### EXTRACTED RECORDS

PR #5199, opened 2017-02-17
Allow editor to find and delete locally copied scratch files from both s3 and cf

kaecyra:
The cloudfiles plugin stored its scratch files in /uploads/cftemp/ and the editor was specifically checking for that path slug. s3files stores its scratch files in /uploads/cloudtemp/ and so the "cftemp" check was failing and files were not being deleted.

This fixes that problem, not in a great way but ok for now.

### DIFF
--- a/plugins/editor/class.editor.plugin.php
+++ b/plugins/editor/class.editor.plugin.php
@@ -1509,7 +1509,7 @@ class EditorPlugin extends Gdn_Plugin {
             ));
 
             // Remove cf scratch copy, typically in cftemp, if there was actually a file pulled in from CF.
-            if (strpos($local_path, 'cftemp') !== false) {
+            if (strpos($local_path, 'temp') !== false) {
                 if (!unlink($local_path)) {
                     // Maybe add logging for local cf copies not deleted.
                 }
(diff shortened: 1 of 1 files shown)


plugins/editor/class.editor.plugin.php
```diff
@@ -1509,7 +1509,7 @@ public function utilityController_mediaThumbnail_create($sender, $media_id) {
             ));
 
             // Remove cf scratch copy, typically in cftemp, if there was actually a file pulled in from CF.
```
DaazKu: "typically in temp"?

kaecyra: Thanks

plugins/editor/class.editor.plugin.php
```diff
@@ -1508,11 +1508,9 @@ public function utilityController_mediaThumbnail_create($sender, $media_id) {
                 'ThumbPath' => $filepath_parsed['SaveName']
             ));
 
-            // Remove cf scratch copy, typically in cftemp, if there was actually a file pulled in from CF.
-            if (strpos($local_path, 'temp') !== false) {
-                if (!unlink($local_path)) {
-                    // Maybe add logging for local cf copies not deleted.
-                }
+            // Remove cf scratch copy, typically in /uploads/cftemp/ or /uploads/cloudtemp/, if there was actually a file pulled in from CF.
```
evach-vf: We should probably use the constant `PATH_UPLOADS` instead of hardcoding `/uploads ` in the regex since our Cloud storage plugins uses that constant as well.
This would prevent issues for users setting `PATH_UPLOADS` to somewhere else.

######

REQUIRED WORK:
In the data above, which lines include "actually"? Return those lines.

SOLUTION TO THIS PROBLEM:
             // Remove cf scratch copy, typically in cftemp, if there was actually a file pulled in from CF.
             // Remove cf scratch copy, typically in cftemp, if there was actually a file pulled in from CF.
-            // Remove cf scratch copy, typically in cftemp, if there was actually a file pulled in from CF.
+            // Remove cf scratch copy, typically in /uploads/cftemp/ or /uploads/cloudtemp/, if there was actually a file pulled in from CF.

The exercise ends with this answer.